During the raster scan, the selection of a particular SLM cell 20 may include activating a particular word, or row, line 14 and a particular bit, or column, line 16, as the rows of the SLM cells 20 are associated with row lines 14 (row line 14a, as an example), and the columns of the SLM cells 20 are associated with column lines 16 (column line 16a, as an example). Thus, each selected row line 14 and column line 16 pair uniquely addresses, or selects, a SLM cell 20 for purposes of transferring a charge (in the form of a voltage) from a signal input line 12 to the capacitor 24 of the selected SLM cell 20.
As an example, for the SLM cell 20a that is located at pixel position (0,0) (in cartesian coordinates), a voltage that indicates a new charge that is to be stored in the SLM cell 20a may be applied to one of the video signal input lines 12. To transfer this voltage to the SLM cell 20a, the row decoder 4 may assert (drive high, for example) a row select signal (called ROW0) on a row line 14a that is associated with the SLM cell 20a, and the column decoder 3 may assert a column select signal (called COL0) on column line 16a that is also associated with the SLM cell 20a. In this manner, the assertion of the ROW0 signal may cause a transistor 22 (of the SLM cell 20a) to couple a capacitor 24 (of the SLM cell 20a) to the column line 16a, and the assertion of the COL0 signal may cause a transistor 18 to couple the video signal input line 12 to the column line 16a. As a result of these connections, the voltage of the video signal input line 12 is transferred to the capacitor 24. The other SLM cells 20 may be selected for charge updates in a similar manner.
Typically, there are two types of charge updates: a frame update is used to update the intensities of the pixel cells 25 for a new frame of the displayed image and a refresh update is used to maintain the charge that is stored on the capacitor 24 between frame updates. Without the refresh updates, the pixels intensities may fade due to charge leakage and/or charge sharing.

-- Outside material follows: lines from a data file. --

PR #1238, opened 2019-08-23
Various interop-related fixes and improvements

rvolosatovs:
#### Summary

Various small fixes

#### Changes

- Add `fetch.WithBasePath` and use in `interop`
- Improve interop-related logging
- Fix `/` being added twice to configured path
- Set context in interop HTTP requests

Because the array 6 might be quite large, the number of signal lines 12 typically is considerably smaller than the number of column lines 16. Therefore, the signal lines 12 typically are used to sequentially access the SLM cells 20 K cells at a time (where “K” represents the number of signal lines and typically is less than the number (M) of columns) [at a time] by activating the appropriate transistors 18. Because only K bit lines 16 are driven with new values (and thus, only K transistors 18 are activated), the remaining column lines 16 are in a tri-state condition and are coupled to the nonselected capacitors 24 of the row. Therefore, charge sharing typically occurs between the capacitors 24 and the tri-stated column lines 16.
One way to minimize the effect of the charge sharing is through the refresh updates. Another way to minimize the effect of charge sharing is to ensure that each capacitor 24 has a large capacitance. However, large capacitances typically imply large capacitors that occupy a substantial amount of the silicon on which the SLM cell 20 is fabricated, leaving little space for other circuitry of the SLM cell 20.
Thus, there is a continuing need for an arrangement that addresses one or more of the problems that are stated above.